:: WHAT THE TASK ASKS ::
Which lines below hold the word "edit"? Report each one.

Start of Block

PR #7402, opened 2022-10-21
fix(macros/HTMLSidebar): replace Documentation section by Guides section

OnkarRuikar:
## Summary

Addresses https://github.com/mdn/content/pull/21617#issuecomment-1286240392

The PR:
- removes "Documentation" section
- adds a new "Guides" section to include miscellaneous pages under `mdn/content/files/en-us/web/html` directory
- adds localized text for links in the new "Guides" section, iff the page has been translated

### Problem

There are two sidebar macros for HTML pages at the moment: `HTMLSidebar` and `HTMLRef`. And some pages are not included in any of the macros. Also, `HTMLRef` macro doesn't add extra content compared to `HTMLSidebar`.

### Solution

Make `HTMLSidebar` complete and use it everywhere. Then deprecate `HTMLRef` macro.

### Before

https://web.archive.org/web/20221019094528/https://developer.mozilla.org/en-US/docs/Web/HTML

### After

HTMLSidebar

In local dev environment.

/cc @teoli2003 , @wbamberg , @caugner

### DIFF
--- a/kumascript/macros/HTMLSidebar.ejs
+++ b/kumascript/macros/HTMLSidebar.ejs
@@ -294,8 +294,11 @@ var text = mdn.localStringMap({
 
             for (const attr of attributes) {
               const name = attr.slug.split('/').pop();
+              const url = attr.url.replace('en-US', locale);
+              const subPath = `/${locale}/docs/Web/HTML/Attributes`;
+              const link = web.smartLink(url, null, name, subPath, null);
           %>
-              <li><a href="/en-US/docs/Web/HTML/Attributes/<%-name%>"><%-name%></a></li>
+              <li><%-link%></li>
           <%
             }
           %>
--- a/kumascript/macros/HTMLSidebar.ejs
+++ b/kumascript/macros/HTMLSidebar.ejs
@@ -43,7 +43,7 @@ var text = mdn.localStringMap({
     'HTML_Elements': 'HTML elements',
     'Global_attributes': 'Global attributes',
     'Input_types': '<code>&lt;input&gt;</code> types',
-    'Guides': 'Guides',
+    'Guides': 'Guides:',
       'Allowing_cross-origin_images_and_canvas': 'Allowing cross-origin use of images and canvas',
       'Block-level_elements': 'Block-level elements',
       'Inline_elements': 'Inline elements',
@@ -84,7 +84,7 @@ var text = mdn.localStringMap({
     'HTML_Elements': 'Éléments HTML',
     'Global_attributes': 'Attributs universels',
     'Input_types': 'Types <code>&lt;input&gt;</code>',
-    'Guides': 'Guides',
+    'Guides': 'Guides:',
       'Allowing_cross-origin_images_and_canvas': 'Autoriser les images et canevas provenant d\'autres origines',
       'Block-level_elements': 'Éléments de bloc',
       'Inline_elements': 'Éléments en ligne',
@@ -125,7 +125,7 @@ var text = mdn.localStringMap({
     'HTML_Elements': 'Elementos HTML',
     'Global_attributes': 'Atributos globais',
     'Input_types': 'Tipos de <code>&lt;input&gt;</code>',
-    'Guides': 'Guides',
+    'Guides': 'Guides:',
       'Allowing_cross-origin_images_and_canvas': 'CORS habilitar imagens',
       'Block-level_elements': 'Elementos block-level',
       'Inline_elements': 'Elementos inline',
@@ -166,7 +166,7 @@ var text = mdn.localStringMap({
     'HTML_Elements': 'HTML элементы',
     'Global_attributes': 'Глобальные атрибуты',
     'Input_types': 'Типы <code>&lt;input&gt;</code>',
-    'Guides': 'путеводитель',
+    'Guides': 'Путеводитель:',
       'Allowing_cross-origin_images_and_canvas': 'Разрешение использования изображений из разных источников и canvas',
       'Block-level_elements': 'Блочные элементы',
       'Inline_elements': 'Строчные элементы',
@@ -207,7 +207,7 @@ var text = mdn.localStringMap({
     'HTML_Elements': 'HTML 元素',
     'Global_attributes': '全局属性',
     'Input_types': '<code>&lt;input&gt;</code> types',
-    'Guides': '指南',
+    'Guides': '指南：',
       'Allowing_cross-origin_images_and_canvas': '启用了 CORS 的图片',
       'Block-level_elements': '块级元素',
       'Inline_elements': '行内元素',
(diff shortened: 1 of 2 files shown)


kumascript/macros/HTMLSidebar.ejs
```diff
@@ -43,11 +43,15 @@ var text = mdn.localStringMap({
...
-    'Documentation': 'Documentation:',
-    'Useful_lists': 'Useful lists',
-    'Index': 'All pages index',
-    'Contribute': 'Contribute',
-    'The_MDN_project': 'The MDN project',
+    'Guides': 'Guides',
+      'Allowing_cross-origin_images_and_canvas': 'Allowing cross-origin use of images and canvas',
+      'Block-level_elements': 'Block-level elements',
+      'Date_and_time_formats': 'Date and time formats used in HTML',
+      'Inline_elements': 'Inline elements',
```
teoli2003, line 50: Rather than having a raw alphabetical order, I'll put _Block-level elements_ and _Inline elements_ next to each other.
```suggestion
      'Inline_elements': 'Inline elements',
      'Date_and_time_formats': 'Date and time formats used in HTML',
```

(Same for the other languages)

OnkarRuikar: done

wbamberg (changes requested):
This looks great @OnkarRuikar , thank you for putting it together. I have a couple of comments:

- I think "Guides" should be at the top level. Guides are not part of reference (see https://documentation.divio.com/ for a nice overview)
- As Jean-Yves says, guides should not be alphabetized, but should be presented in a curated order, usually from most basic/generally applicable to more advanced/niche. I think "almost alpha but not quite" is pretty much the worst of both worlds.

So I would do something like:

```html
  <li><strong><a href="/<%=locale%>/docs/Web/HTML/Reference"><%=text['Reference']%></a></strong></li>
  <li class="toggle">
    <details <%=state('HTML_Elements')%>>
      <summary><%=text['HTML_Elements']%></summary>
      <%-await template("ListSubpagesForSidebar", ['/en-US/docs/Web/HTML/Element', 0, 0, "<", ">"])%>
    </details>
  </li>
  <li class="toggle">
    <details <%=state('Global_attributes')%>>
      <summary><%=text['Global_attributes']%></summary>
      <%-await template("ListSubpagesForSidebar", ['/en-US/docs/Web/HTML/Global_attributes'])%>
    </details>
  </li>
  <li class="toggle">
    <details <%=state('Input_types')%>>
      <summary><%-text['Input_types']%></summary>
      <%-await template("ListSubpagesForSidebar", ['/en-US/docs/Web/HTML/Element/input'])%>
    </details>
  </li>
  <li><strong><a href="/<%=locale%>/docs/Web/HTML/Reference"><%=text['Guides']%></a></strong></li>
  <li class="toggle">
    <ol>
      <li><a href="/<%=locale%>/docs/Web/HTML/Block-level_elements"><%=text["Block-level_elements"]%></a></li>
      <li><a href="/<%=locale%>/docs/Web/HTML/Inline_elements"><%=text["Inline_elements"]%></a></li>
      <li><a href="/<%=locale%>/docs/Web/HTML/Quirks_Mode_and_Standards_Mode"><%=text["Quirks_Mode_and_Standards_Mode"]%></a></li>
      <li><a href="/<%=locale%>/docs/Web/HTML/Date_and_time_formats"><%=text["Date_and_time_formats"]%></a></li>
      <li><a href="/<%=locale%>/docs/Web/HTML/Microdata"><%=text["Microdata"]%></a></li>
      <li><a href="/<%=locale%>/docs/Web/HTML/microformats"><%=text["Microformats"]%></a></li>
      <li><a href="/<%=locale%>/docs/Web/HTML/Viewport_meta_tag"><%=text["Viewport_meta_tag"]%></a></li>
      <li><a href="/<%=locale%>/docs/Web/HTML/CORS_enabled_image"><%=text["Allowing_cross-origin_images_and_canvas"]%></a></li>
    </ol>
  </li>
```

...for the Reference and Guides section, which would give us:

Screen Shot 2022-10-21 at 9 54 51 AM

(Oh, and remember to add the colon after "Guides"!)

Anyway thanks for picking up this work. I like it, and I think the next step (using this everywhere instead of HTMLRef) will be a big improvement!

OnkarRuikar:
I've changed the code as per Will's suggestions. It looks exactly like the screenshot in https://github.com/mdn/yari/pull/7402#pullrequestreview-1151275686.

@caugner looks like the `toggle` class in `<li class="toggle">` is redundant; it hasn't been defined in any CSS. It is used by only two unit tests.

OnkarRuikar:
Adding non global attributes under [Web/HTML/Attributes](https://developer.mozilla.org/en-US/docs/Web/HTML/Attributes) hierarchy to the sidebar. [[ref](https://github.com/mdn/content/pull/21617#issuecomment-1287227623)]
HTMLSidebar

wbamberg (commented):
Thanks for the updates @OnkarRuikar ! I'm conflicted about adding "Attributes" to the sidebar here.

On the one hand, it seems obviously good to improve navigability to these pages.

On the other hand:
- it's ridiculous to have "Global attributes" and "Attributes". This isn't your fault, it's a consequence of our broken IA. And a proper fix is a lot more work. So maybe it's better to be ridiculous for now.
- this is technically out of scope for the PR, which isn't about attributes at all, which as I say is a whole can of worms
- given @teoli2003 's comments at https://github.com/mdn/content/pull/21617#issuecomment-1287753120, it sounds like he might not want us to make these pages more visible.
- if we do want to list "Attributes" we ought to change the string we display so instead of "HTML attribute: accept", we say just "accept", as we do for the global attributes (and similar things like [Web/API events](https://github.com/mdn/yari/blob/b978c4dde4870869fc604e6090d3a1cbc12fe573/kumascript/macros/APIRef.ejs#L183-L192)).

So to summarise:
- if @teoli2003 is OK to keep the "Attributes" section, so am I. If he isn't, let's remove it.
- if we keep it, please adjust the titles: "HTML attribute: accept" -> "accept" etc.

caugner (approved):

OnkarRuikar:
> if we keep it, please adjust the titles: "HTML attribute: accept" -> "accept" etc.

This is happening because, unlike global attributes, the attribute pages are titled like this.
It would be better if we edit the titles on content side. Otherwise we'll have to hard code all the page links here in the macro. And every time we update/add/delete those pages we'll have to update it here in yari.

I think we were going to handle the descriptive titles(for SEO) on yari side based on page types. Pages under `web\html\` do not have the frontmatter property `page-type`.

> On the one hand, it seems obviously good to improve navigability to these pages.

Plus, if we are going for only one sidebar for the whole HTML content then for sake of completeness.

wbamberg:
> > if we keep it, please adjust the titles: "HTML attribute: accept" -> "accept" etc.
> 
> This is happening because, unlike global attributes, the attribute pages are titled like this. It would be better if we edit the titles on content side.

I think it makes sense in general for titles of pages to be different from the titles that appear in places (like sidebars) where the context of the thing is obvious. For example, it's obvious in the sidebar that this is a list of HTML attributes, so repeating it for every entry is silly and makes the titles harder to scan. But the longer title is better for the page.

> Otherwise we'll have to hard code all the page links here in the macro. And every time we update/add/delete those pages we'll have to update it here in yari.

You can use the slug instead, as we already do for Web API events: https://github.com/mdn/yari/blob/13890752c2de8998357ff6fbe0dcde748d06f89e/kumascript/macros/APIRef.ejs#L183-L192.

> I think we were going to handle the descriptive titles(for SEO) on yari side based on page types. Pages under `web\html\` do not have the frontmatter property `page-type`.

The idea is to have 2 front matter items, "title" for a full title and "short-title" for cases like sidebars. But yes, HTML is not ready for this yet.

caugner:
@OnkarRuikar You could remove "HTML attribute: " from the subpage list by passing this as the 4th parameter to the `ListSubpagesForSidebar` macro:

https://github.com/mdn/yari/blob/5278dbf15099ea01500286b279bd9e6f31762fc3/kumascript/macros/ListSubpagesForSidebar.ejs#L10

See other examples that do this:

image

wbamberg:
> @OnkarRuikar You could remove "HTML attribute: " from the subpage list by passing this as the 4th parameter to the `ListSubpagesForSidebar` macro:
> 
> https://github.com/mdn/yari/blob/5278dbf15099ea01500286b279bd9e6f31762fc3/kumascript/macros/ListSubpagesForSidebar.ejs#L10
> 
> See other examples that do this:
> 
> image

This is risky though, because these titles may be localised.

caugner:
> This is risky though, because these titles may be localised.

To support translated-content, you could use a `mdn.localString()` for that prefix.

OnkarRuikar:
> @OnkarRuikar You could remove "HTML attribute: " from the subpage list by passing this as the 4th parameter to the `ListSubpagesForSidebar` macro

Looks like this is the cleaner approach, but the 4th and 5th parameters(delimiters) are inclusive. So it won't help in this case.

Also, on the EXSLT page use of these parameters is redundant cos it is displaying the exact same titles from the sub pages. @wbamberg by the same logic do we need to remove the redundant prefixes(like `math:`) from the EXSLT sidebar? http://localhost:5042/en-US/docs/Web/EXSLT/math/highest

***

For this case and for future proofing, I think we need to add 6th boolean parameter, `excludeDelims`, to the `ListSubpagesForSidebar` macro to exclude the delimiters. What do you guys think? May I create a new PR or do it in this PR?

wbamberg:
> > This is risky though, because these titles may be localised.
> 
> To support translated-content, you could use a `mdn.localString()` for that prefix.

I think that as soon as you treat a string as localisable it is risky to expect particular bits of it to appear in particular places. Maybe in this case it is OK.

> > @OnkarRuikar You could remove "HTML attribute: " from the subpage list by passing this as the 4th parameter to the `ListSubpagesForSidebar` macro
> 
> Looks like this is the cleaner approach, but the 4th parameters(delimiter) is inclusive. So it won't help in this case.
> 
> Also, on the EXSLT page use of these parameters is redundant cos it is displaying the exact same titles from the sub pages. @wbamberg by the same logic do we need to remove the redundant prefixes(like `math:`) from the EXSLT sidebar? http://localhost:5042/en-US/docs/Web/EXSLT/math/highest

It would be better but I doubt anyone cares much about our EXSLT sidebar.

> For this case and for future proofing, I think we need to add 6th boolean parameter, `excludeDelims`, to the `ListSubpagesForSidebar` macro to exclude the delimiters. Also, at the moment the 5th parameter is assumed to be a single character. What do you guys think? May I create a new PR to fix it or do it in this PR?

As I say, I would just use the slug, as we do already for Web/API events. It's just so much simpler. Long term we can use short title for sidebars. But I've said that already, so 🤷 .

caugner:
> As I say, I would just use the slug, as we do already for Web/API events. It's just so much simpler. Long term we can use short title for sidebars. But I've said that already, so 🤷 .

Yeah, let's do this instead of introducing another parameter to that macro.

OnkarRuikar:
Here is how it looks after using slugs:
HTMLSidebar

OnkarRuikar:
@wbamberg thanks for sharing info about the `smartLink` function !!

wbamberg (approved):
This looks and appears to work great @OnkarRuikar ! Thank you for the updates. I think this along with replacing HTMLRef is going to be a nice set of changes.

End of Block

:: ANSWER TO THIS TASK ::
It would be better if we edit the titles on content side. Otherwise we'll have to hard code all the page links here in the macro. And every time we update/add/delete those pages we'll have to update it here in yari.
> This is happening because, unlike global attributes, the attribute pages are titled like this. It would be better if we edit the titles on content side.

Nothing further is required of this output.